Your assignment: Number of lines with the string "stopped" in the entries below: report it, and nothing besides.

Listed entries:
PR #10686, opened 2026-06-04
Modify the 'stored_at' syntax, so that it includes the full path

ecdsa:
This may prevent collisions. More importantly, it also makes it possible to cache the subdict of 'registered_names' that is relevant to a given StoredDict, so that we do not need to walk the path on every conversion. (performance optimization, not part of this commit)

This is a backport from the levelDB branch

### DIFF
--- a/electrum/stored_dict.py
+++ b/electrum/stored_dict.py
@@ -43,23 +43,25 @@ def locked(func):
     return wrapper
 
 
-registered_names = defaultdict(dict)
-registered_keys = defaultdict(dict)
+registered_names = {}
+registered_keys = {}
 
-def _parse_path(path):
-    path2 = path.split('/')
-    name, suffix = path2[0], path2[1:]
-    n = len(suffix)
-    assert suffix == n * ['*']
-    return name, n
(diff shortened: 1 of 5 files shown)


electrum/stored_dict.py
```diff
@@ -54,8 +54,14 @@ def _parse_path(path):
     return name, n
 
 def register_name(path, _type, func):
-    name, n = _parse_path(path)
-    registered_names[name][n] = _type, func
+    path = path.split('/')
+    path, key = path[0:-1], path[-1]
```
SomberNight: so does `register_name` always take an absolute path now, but `register_key` still takes a relative path (always)? I find this a bit confusing.

Can we assert at the beginning of `register_name()` that the `path` str starts with a `/` character, to signal it is an abs path? And then also update all the callers to prepend that to the path to make this clear.

ecdsa: Good points. I modified `register_key` in a similar way.
Also added a heading ` / ` to all paths.

SomberNight: The new interface and the concept looks good.
(but I haven't reviewed the correctness of the implementation)

PR #10687, opened 2026-06-04
wallet: do not call synchronize() from event handler

ecdsa:
If the wallet is online, synchronize is already called from do_synchronize_loop, which seems sufficient. Most importantly, this task is stopped with the taskgroup, before the wallet database is closed. This order is not guaranteed for event-driven actions: we may try to write to the database after the wallet is stopped.

backport from levelDB branch


ecdsa:
closing: not needed

PR #10689, opened 2026-06-05
plugin: nwc: regularly rebroadcast info event

f321x:
I noticed with my long running NWC daemon that after a
couple days some clients relying on the info event being
available stopped working. Alby e.g. shows
"Error: no info event (kind 13194) returned from relay".
After restarting the daemon it works again for some days.
It seems that relays drop the info events after some days,
even though they are not ephemeral and don't have an expiry tag.
So rebroadcasting them once a day should make the NWC server more
reliable.


ecdsa:
lgtm

PR #10692, opened 2026-06-06
create_channel_storage: return dict instead of StoredDict

ecdsa:
we should avoid dangling StoredDict; this does not make sense if the DB is not in memory.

Exercise answer: 2